Integrating validation into ADF
If your Bronze ingestion runs through an ADF Copy activity, you can trigger validation as a pre-copy Web Activity that calls an Azure Function:
{
"name": "Validate_Contract",
"type": "WebActivity",
"typeProperties": {
"url": "https://your-func.azurewebsites.net/api/validate",
"method": "POST",
"body": {
"contract": "contracts/customers.yaml",
"source_path": "abfss://landing@storage.dfs.core.windows.net/customers/"
}
},
"dependsOn": [],
"policy": { "timeout": "0.00:05:00", "retry": 1 }
}
The Azure Function reads the landing zone data, runs the validation, and returns HTTP 200 (pass) or HTTP 422 (fail with violation details). ADF fails the pipeline on a non-200 response, before any data reaches Bronze.

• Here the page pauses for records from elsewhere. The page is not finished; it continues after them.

PR #751, opened 2022-09-09
[DF] Update DataFusion to pick up SQL support for LIKE, ILIKE, SIMILAR TO with escape char

andygrove:
There is one test failure after this update:

```
FAILED tests/integration/test_sqlite.py::test_filter - AssertionError: DataFrame are different
```

The reason for this is that the representation of `Like` and `NotLike` has changed in the logical plan and the corresponding Python code now needs updating.

Previously these were modeled as `Expr::Binary` with `Operator::Like/NotLike` but now they are represented as a new top-level `Expr::Like` expression instead.

### DIFF
--- a/tests/integration/test_rex.py
+++ b/tests/integration/test_rex.py
@@ -239,6 +239,8 @@ def test_like(c, input_table, gpu, request):
 
     assert len(df) == 0
 
+    # TODO: uncomment when sqlparser adds parsing support for non-standard escape characters
+    # https://github.com/dask-contrib/dask-sql/issues/754
     # df = c.sql(
     #     f"""
     #     SELECT * FROM {input_table}
--- a/tests/integration/test_rex.py
+++ b/tests/integration/test_rex.py
@@ -202,9 +202,6 @@ def test_operators(c, df):
     assert_eq(result_df, expected_df)
 
 
-@pytest.mark.skip(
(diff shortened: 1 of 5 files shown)


andygrove:
@ayushdg Could you help me out with the Python changes for this PR?

ayushdg:
> @ayushdg Could you help me out with the Python changes for this PR?

Yeah I can take a look

ayushdg (approved):
Changes lgtm! @charlesbluca Could you take a look if you get the chance?

tests/integration/test_rex.py
```diff
@@ -242,14 +239,14 @@ def test_like(c, input_table, gpu, request):
...
-    )
+    # df = c.sql(
+    #     f"""
+    #     SELECT * FROM {input_table}
+    #     WHERE a LIKE 'Ä%Ä_Ä%' ESCAPE 'Ä'
+    # """
+    # )
 
-    assert_eq(df, string_table.iloc[[1]])
+    # assert_eq(df, string_table.iloc[[1]])
```
charlesbluca, line 249: Do we have an associated issue / PR open to address this case? If so, could we add a link to that here?

ayushdg: Will open an issue and link here

charlesbluca (approved):
LGTM!

PR #755, opened 2022-09-13
Upgrade to Datafusion 12.0.0 RC1

andygrove:


dask_planner/src/expression.rs
```diff
@@ -421,19 +421,21 @@ impl PyExpr {
                 | Operator::RegexMatch
                 | Operator::RegexIMatch
                 | Operator::RegexNotMatch
-                | Operator::RegexNotIMatch
-                | Operator::BitwiseAnd
-                | Operator::BitwiseOr => "BOOLEAN",
```
andygrove, line 426: I was adding the new `BitwiseXor` operator when I noticed that this logic was incorrect so I combined handling of all bitwise operators to return an error,

charlesbluca (approved):

PR #758, opened 2022-09-13
[REVIEW] Resolve `test_table_schema`

sarahyurick:
It looks like #727 implemented schema support. This PR should resolve another schema test.

So far, I've made small changes so that we can do a basic `"SELECT * FROM root.df"`. The latter portion of the test, which I'm still working on, consists of creating tables within and across schemas.

### DIFF
--- a/dask_sql/physical/rel/custom/create_table_as.py
+++ b/dask_sql/physical/rel/custom/create_table_as.py
@@ -39,6 +39,10 @@ class CreateTableAsPlugin(BaseRelPlugin):
         create_memory_table = rel.create_memory_table()
 
         schema_name, table_name = context.schema_name, create_memory_table.getName()
+        if "." in table_name:
+            raise KeyError(
+                f"Cannot create table from {table_name} due to schema error."
+            )
 
         if table_name in context.schema[schema_name].tables:
             if create_memory_table.getIfNotExists():
--- a/tests/integration/test_schema.py
+++ b/tests/integration/test_schema.py
@@ -26,7 +26,7 @@ def test_table_schema(c, df):
     with pytest.raises(KeyError):
         # TODO: https://github.com/dask-contrib/dask-sql/issues/771
         # c.sql("CREATE TABLE other.bar AS TABLE df")
-        c.sql("CREATE TABLE other.bar AS (SELECT * FROM df)")
+        c.sql("CREATE TABLE other.bar AS (SELECT * FROM root.df)")
 
     c.sql('USE SCHEMA "root"')
     assert_eq(original_df, c.sql("SELECT * FROM foo.bar"))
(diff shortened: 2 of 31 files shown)


tests/integration/test_schema.py
```diff
@@ -32,7 +34,7 @@ def test_table_schema(c, df):
 
     c.sql("DROP SCHEMA foo")
 
-    with pytest.raises(ParsingException):
+    with pytest.raises(KeyError):
         c.sql("SELECT * FROM foo.bar")
```
sarahyurick, line 38: This raises a `KeyError: 'foo'` instead of a `ParsingException: Plan("Table 'dask_sql.foo.bar' not found")`. I could add extra logic to make it match the other ParsingException if desired, but for now just let it throw the KeyError.

dask_sql/physical/rel/custom/create_table_as.py
```diff
@@ -39,6 +39,10 @@ def convert(self, rel: "LogicalPlan", context: "dask_sql.Context") -> DataContai
         create_memory_table = rel.create_memory_table()
 
         schema_name, table_name = context.schema_name, create_memory_table.getName()
+        if "." in table_name:
+            raise KeyError(
+                f"Cannot create table from {table_name} due to schema error."
+            )
```
sarahyurick, line 45: This logic basically makes it impossible to create a table when the schema is specified.

Without it, if we were using schema `foo` and tried to create table `other.bar` (regardless of whether schema `other` exists), `other.bar` is added to `foo`, but then it is impossible to access it (e.g., with `select`) because we cannot parse `foo.other.bar`.

Since this test doesn't cover `create table [schema].[name] ...`, I just made it error regardless of whether or not a valid schema is specified.

tests/integration/test_schema.py
```diff
@@ -18,11 +17,16 @@ def test_table_schema(c, df):
...
+    # For now, we create table bar another (equivalent) way
+    # c.sql("CREATE TABLE bar AS TABLE root.df")
+    c.sql("CREATE TABLE bar AS (SELECT * FROM root.df)")
     assert_eq(original_df, c.sql("SELECT * FROM bar"))
 
     with pytest.raises(KeyError):
-        c.sql("CREATE TABLE other.bar AS TABLE df")
+        # TODO: https://github.com/dask-contrib/dask-sql/issues/771
+        # c.sql("CREATE TABLE other.bar AS TABLE df")
+        c.sql("CREATE TABLE other.bar AS (SELECT * FROM df)")
```
sarahyurick, line 29: This currently errors because there is no `foo.df`, and the nested statement is parsed before we look at `other.bar`. I could fix this by changing it to `(SELECT * FROM root.df)`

Real example: the NULL explosion
Six weeks into a migration project, a source team updated their ETL to filter out records with null emails. They didn't update the contract. Their ETL had a bug that accidentally set email to null for all new records during a 3-day window.
Because we had contract validation in place:
- The pipeline failed on the first run of the affected window
- The violation was logged immediately: "Column 'email' has 45,302 null values"
- The source team was notified within minutes via an ADF alert
- No null emails reached Bronze, Silver, or Gold
- The source team fixed the bug and resent the data
Without contracts: 45,302 null emails would have silently propagated through the entire Lakehouse. Gold-layer dashboards would have shown broken aggregations for three days before anyone noticed.
That one incident justified the entire contract framework.